Task – I need the number of lines in the data that include "first"; reply with that number alone.

Saved data entries –
Segment Open

PR #251, opened 2019-10-19
Replace bingo with gopls

robertmeta:
Bingo has been discontinued and go-langserver is very slow (at least on go.mod projects), the best drop-in replacement is gopls (https://github.com/golang/tools/tree/master/gopls).


ul:
Thanks for the update!

PR #255, opened 2019-11-03
fix void install command

LennyPenny:
the correct command is `xbps-install` :)


ul:
Good catch, thank you =)

PR #256, opened 2019-11-05
Open goto definition in jump client

### LINKED ISSUE #250: Go to definition should open in jump client
# Steps to reproduce

1. Open two client in the same session
2. In the second client execute:
```
rename-client jump
set global jumpclient jump
```
3. In the first client use the go-to-definition command

# Observed behaviour

Jumps to the definition in the first client

# Expected behaviour

Jumps to the definition in the second client

JJK96:
Fix #250


ul:
Thank you for the fix!

PR #260, opened 2019-11-21
Improve debugging experience.

dpc:
With this change the initial request to `kak-lsp` will also be logged into a file.

The full file I'm using it with: https://github.com/ul/kak-lsp/wiki/Usage-with-plug.kak


dpc:
Actually, this is not working like I want it to.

Segment Closed

Exercise solution – 2